[Stored data]
PR #1446, opened 2026-09-10
Cover Connector and Sync logs schema as part of Import/Export APIs

manju956:
- Contains code changes for including connector and connector sync logs schema as part of Export and Import APIs
- Added only the method definitions for connector schema metadata import and export. 
- Existing definitions of import-export APIs are not modified to call the new methods on connectors as don't support backup and restore functionality for connectors yet. these methods will be called when we have cover it in the later release.

### DIFF
--- a/services/digitize/models.py
+++ b/services/digitize/models.py
@@ -199,8 +199,6 @@ class ImportExportData(BaseModel):
     """Shared payload structure for import/export APIs."""
     jobs: List["ExportJobRecord"] = Field(default_factory=list)
     documents: List["ExportDocumentRecord"] = Field(default_factory=list)
-    connectors: List["ExportConnectorRecord"] = Field(default_factory=list)
-    sync_logs: List["ExportSyncLogRecord"] = Field(default_factory=list)
 
 
 class ExportJobRecord(BaseModel):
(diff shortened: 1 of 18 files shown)


services/digitize/models.py
```diff
@@ -220,22 +223,65 @@ class ExportDocumentRecord(BaseModel):
...
     submitted_at: str
     completed_at: Optional[str] = None
     error: Optional[str] = None
     metadata: Dict[str, Any] = Field(default_factory=dict)
 
 
+class ExportConnectorRecord(BaseModel):
+    """Serializable connector record for export/import APIs.
+
+    connection_details is intentionally excluded — encrypted credentials
```
dharaneeshvrd, line 235: We need to document this behaviour properly.
Agree it's safe to avoid the security keys part of the export.
So with this connector syncing won't happen by default after importing it into a new deployment, they have to fix the connection details. But this would be really complicated for catalog backend I guess. Do we have plan to take care of this? @yussufsh @mayuka-c  @prachikurade1

dharaneeshvrd (commented):
@manju956 I still see traces of connector in existing import and export with empty list. Imo we can remove that too, let's keep the existing things untouched.

manju956:
> @manju956 I still see traces of connector in existing import and export with empty list. Imo we can remove that too, let's keep the existing things untouched.

Yeah, retained connectors in the export response with empty list. we could remove it as well

manju956:
> traces of connector in existing import and export with empty list. Imo we can remove that too, let's keep the existing things untouched.

removed the traces of connectors in existing import/export methods.

dharaneeshvrd:
@manju956 please update the description for this updated change

manju956:
> @manju956 please update the description for this updated change

done

dharaneeshvrd (approved):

• **Aim of the exercise**
Precisely reproduce the lines of the entries, beginning at the first and ending at the one containing "dharaneeshvrd, line 235: We". Add nothing.

• **Solution to the problem**
PR #1446, opened 2026-09-10
Cover Connector and Sync logs schema as part of Import/Export APIs

manju956:
- Contains code changes for including connector and connector sync logs schema as part of Export and Import APIs
- Added only the method definitions for connector schema metadata import and export. 
- Existing definitions of import-export APIs are not modified to call the new methods on connectors as don't support backup and restore functionality for connectors yet. these methods will be called when we have cover it in the later release.

### DIFF
--- a/services/digitize/models.py
+++ b/services/digitize/models.py
@@ -199,8 +199,6 @@ class ImportExportData(BaseModel):
     """Shared payload structure for import/export APIs."""
     jobs: List["ExportJobRecord"] = Field(default_factory=list)
     documents: List["ExportDocumentRecord"] = Field(default_factory=list)
-    connectors: List["ExportConnectorRecord"] = Field(default_factory=list)
-    sync_logs: List["ExportSyncLogRecord"] = Field(default_factory=list)
 
 
 class ExportJobRecord(BaseModel):
(diff shortened: 1 of 18 files shown)


services/digitize/models.py
```diff
@@ -220,22 +223,65 @@ class ExportDocumentRecord(BaseModel):
...
     submitted_at: str
     completed_at: Optional[str] = None
     error: Optional[str] = None
     metadata: Dict[str, Any] = Field(default_factory=dict)
 
 
+class ExportConnectorRecord(BaseModel):
+    """Serializable connector record for export/import APIs.
+
+    connection_details is intentionally excluded — encrypted credentials
```
dharaneeshvrd, line 235: We need to document this behaviour properly.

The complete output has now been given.